# Meet up in Essex 2019



## Grannylorraine

Hi All

Is anyone interested in meeting up in Essex.  It is over a year since we last met up.  I can only do October, (with the exception of weekend of 19/20th due to granddaughter's birthday).  

Last time we met in Chelmsford, but if we wanted to meet in London instead I am fine with that.

Please let me have your thoughts if anyone is interested.


----------



## Stitch147

Me, im interested. October is good for me as long as its not a work day.


----------



## stephknits

I'm in and October mainly ok!


----------



## Grannylorraine

Shall we go for Chelmsford again?

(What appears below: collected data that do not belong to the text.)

PR #561, opened 2020-10-29
add ROCm 3.9 manywheel build

jeffdaily:


jeffdaily:
@walterddr could you please review?  Thanks.

manywheel/build_rocm.sh
```diff
@@ -59,22 +59,31 @@ elif [[ "$OS_NAME" == *"Ubuntu"* ]]; then
     LIBELF_PATH="/usr/lib/x86_64-linux-gnu/libelf.so.1"
 fi
 
+# rocm3.8 and later use TensileLibrary.dat
 if [[ $ROCM_VERSION == "rocm3.7" ]]; then
     TENSILE_LIBRARY_NAME=TensileLibrary.yaml
-elif [[ $ROCM_VERSION == "rocm3.8" ]]; then
+else
```
walterddr, line 65:
```suggestion
elif [[ $ROCM_VERSION == "rocm3.8" || $ROCM_VERSION == "rocm3.9" ]]; then
```

jeffdaily: I did consider that, but IIUC the tensile library name extension will hereafter always be *.dat, so the rocm3.7 case was the only exceptional case.

walterddr: got it. thanks for the explanation

walterddr (approved):

walterddr:
@jeffdaily did you have rocm3.9 docker images created?

Issue #530, opened 2020-09-24
[conda] Should ninja be a runtime dependency?


alanhdu:
Right now, if you `conda install -c pytorch pytorch`, you also pull in `ninja` as a run-time dependency. I don't think this should be the case though -- Ninja is a build tool, so shouldn't it just be a build-time dependency?

I believe we can fix this by removing `ninja` from the run dependencies:

https://github.com/pytorch/builder/blob/bb24ca1110ce2d09700bfa29b8840535cb7d66e9/conda/pytorch-nightly/meta.yaml#L27-L31

scopatz:
Yeah, I agree. Ninja should not be a runtime dep

PR #562, opened 2020-10-30
Remove ninja as a runtime conda dependency

alanhdu:
Closes https://github.com/pytorch/builder/issues/530


alanhdu:
I believe that the CI failures are unrelated to this change.

rgommers (approved):
This change looks correct to me. `ninja` may be needed for `cpp_extension`, but should be an optional dependency (just like `numpy` is now) and not installed by default. 

The one thing to check is if `ninja` is explicitly installed in CI if this package is used anywhere in pytorch CI.

alanhdu:
Rebased to remove the merge conflict.

malfet (approved):

PR #1056, opened 2022-06-10
Fix libtorch static builds that regressed

powderluv:
libtorch-static used to ship libtorch.a until 1.0.1 and has
regressed since forcing people to build from source.

This fixes the build commands and add BUILD_SHARED_LIBS=OFF
It also removes build it as a debug build, and turns off
USE_TENSORPIPE until https://github.com/pytorch/tensorpipe/issues/449
is fixed.

Tested on my system to verify a libtorch.a is produced but can't
test the CI

Fixes: https://github.com/pytorch/pytorch/issues/70898

PR #1063, opened 2022-06-16
Revert "Fix libtorch static builds that regressed"

malfet:
Reverts pytorch/builder#1056 as it breaks static builds, see https://hud.pytorch.org/pytorch/pytorch/commit/a4fa62064e1863d108c655f541bce4d806cf1823

### DIFF
--- a/manywheel/build_libtorch.sh
+++ b/manywheel/build_libtorch.sh
@@ -122,14 +122,8 @@ fi
 
 echo "Calling setup.py install at $(date)"
 
-BUILD_SHARED_VAR="ON"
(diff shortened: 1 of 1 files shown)


powderluv:
I have isolated the breakage to USE_MKL / USE_MKLDNN generating wrong Ninja rules like ` $<TARGET_FILE:dnnl_graph> ` 

I have filed https://github.com/pytorch/pytorch/issues/80012 to fix the issue in PyTorch but will land a fix for static builds with MKL disabled for now until it is fixed.

PR #1065, opened 2022-06-21
[Win] Update cuda-11.6.0 to 11.6.2 (#1064)

atalman:
According to https://github.com/pytorch/pytorch/issues/79583#issuecomment-1161270425 its cusparse_static does not try to mess with global locale


malfet (approved):

malfet:
I don't know if `cusprase_static` even exists on Windows nor that we use it, but its better to be consistent across the platforms

Issue #1067, opened 2022-06-27
libtorch static builds run out of builder system memory


powderluv:
We re-enabled true static builds 

But it fails with error 137: 

https://github.com/pytorch/pytorch/runs/7059088258?check_suite_focus=true

Error 137 says:

https://support.circleci.com/hc/en-us/articles/115014359648-Exit-code-137-Out-of-memory#:~:text=This%20is%20a%20Linux%20error,memory%2C%20your%20build%20will%20fail.

which indicates the linking OOMs the docker container.  Should we disable tests for static builds ?

powderluv:
@malfet FYI.  Is there a way to increase system RAM ? Or should I send a PR to disable tests on static builds ?

Willian-Zhang:
Bump this, we need this. 

BTW, I was not able to find a guide for static building until landing on this issue. I am still jumping between PR code changes and CD pipelines.

powderluv:
Unless someone has internal CI access I don't think we can land this as an external PR.

Willian-Zhang:
> Unless someone has internal CI access I don't think we can land this as an external PR.

and we might need circle ci team on this also. ([related thread](https://discuss.circleci.com/t/increase-4g-memory-limit/9070/5))
Just curious, do you know if PyTorch is using an paid plan?

PR #1068, opened 2022-06-27
Disable TESTS for static library builds

powderluv:
This fixes issue https://github.com/pytorch/builder/issues/1067

This reduces the system memory requirements but ideally we want
beefier containers to run the tests too but this can be a temp fix

### DIFF
--- a/manywheel/build_libtorch.sh
+++ b/manywheel/build_libtorch.sh
@@ -123,6 +123,7 @@ fi
 echo "Calling setup.py install at $(date)"
 
 BUILD_SHARED_VAR="ON"
+BUILD_TESTS_VAR="ON"
 USE_TENSORPIPE_VAR="ON"
 USE_MKLDNN_VAR="ON"
 if [[ $LIBTORCH_VARIANT = *"static"* ]]; then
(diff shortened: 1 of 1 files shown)


powderluv:
@malfet here is a workaround for static builds to reduce the link time requirements on the CI bot.

malfet (approved):

malfet:
Sure, though I wonder if we shoudl instead just kill static libtorch builds

powderluv:
oh no oh no. we really want the static builds downstream for projects like `torch-mlir` so we don't accidentally link against another version of libtorch | pytorch installed in the python paths (.dylibs and such).

malfet:
Reverting, as it does not fix build, see https://github.com/pytorch/pytorch/runs/7082027627?check_suite_focus=true for example.

Can you please test changes you make against builder, by proposing a draft PR against pytorch that targets a different builder branch, for example see https://github.com/pytorch/pytorch/pull/74141 (feel free to modify the dispatch logic of binary builds to run on PRs if you can not attach `ciflow/binary_wheels` label)

As for linker OOMs: have you tried using gold linker?

powderluv:
Thank you for the pointer on how to test the builder changes. In the sample PR I think external contributors will not be able to run unless we have our patch on a branch on pytorch/builder rather than a per user fork of the builder repo. e.g: my patch here was on [powderluv:disable-tests-static](https://github.com/powderluv/builder/tree/disable-tests-static) and I am not sure how we can make .github/templates/common.yml.j2 pick up a branch from a fork.

makslevental:
@powderluv pretty sure the hack is to patch here as well https://github.com/pytorch/pytorch/blob/6bce0f4acecc8d9d0b790299eb39c1adca59209b/.github/templates/macos_binary_build_workflow.yml.j2#L86

```
repository="pytorch/builder"...
```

Stitch if you can make it we can do the same as last time, if I pick you up at Shenfield and then take you home afterwards.

Hopefully some others will want to join us.


----------



## Mark T

Trying not to sound like John Inman, but, I'm free.


----------



## Grannylorraine

Nice to see your on-board Mark.  If everyone can let me know which dates they are available to see if there is one we are all free on.


----------



## Stitch147

I work every other weekend, so I'll have a work out and let you know my days off.


----------



## Grannylorraine

Stitch147 said:


> I work every other weekend, so I'll have a work out and let you know my days off.


Brilliant, then hopefully we can arrange it for one of your weekends off.


----------



## Stitch147

My weekends off are 12/13 Oct and 26/27 Oct.


----------



## Grannylorraine

Stitch147 said:


> My weekends off are 12/13 Oct and 26/27 Oct.


Brilliant, I can do both of them, 

@stephknits and @mark, are you able to make either of the above weekends?


----------



## Mark T

Tentatively yes, either is OK.


----------



## stephknits

Probably ok, although one is birthday weekend and other looks like half term.  Have no plans for either yet!


----------



## Grannylorraine

Shall we go for weekend 12/13th Oct.  The Sat works better for me, but can do the Sunday if others prefer, let me know if this works for us all.


----------



## Stitch147

Saturday 12 works for me.


----------



## Mark T

I can do Sat 12th.  Got something on in the morning, but I can pop my head in around that.


----------



## Grannylorraine

Marked it on my calendar.  We can do the same place as last time or Mark do you have any suggestions?


----------



## Mark T

The Wetherspoon's is a good fall back, but, as we saw last time, it can get busy.

Does anyone have any preference of where they would like to meet?  We have a whole plethora of coffee shops in Chelmsford and numerous cafes and restaurants.  Although, I wouldn't like to guess how many of them will easily provide nutrient information on request.


----------



## Mark T

I'm going to propose that we meet at the Slug and Lettuce Chelmsford [https://www.slugandlettuce.co.uk/chelmsford]


----------



## Stitch147

Mark T said:


> I'm going to propose that we meet at the Slug and Lettuce Chelmsford [https://www.slugandlettuce.co.uk/chelmsford]


Sounds good to me.


----------



## stephknits

Sadly cannot do Sat 12, forgot a family commitment!  Hope you have a lovely time


----------



## Mark T

I can still do Sun 13th if that helps.

26/27th is a definite not as i'll be in sunny Dorset instead.


----------



## Grannylorraine

Perhaps we should leave this until the spring now, as looks like only Stitch and myself can still make the 12th, but we are meeting on Sunday for the bridges walk, so she will probably be fed up with the sound of my voice by the end of that.  Maybe March or April might suit everyone.  Although I have my 1/2 marathon in March, but that does not affect meeting on a Saturday.


----------



## Mark T

Ooops, I should of worded my reply better.  I can still do either the Sat 12th and the Sun 13th.  So if the Sun was better for @stephknits then I could do that instead.

It would be nice to have a few more people decide to come along though...


----------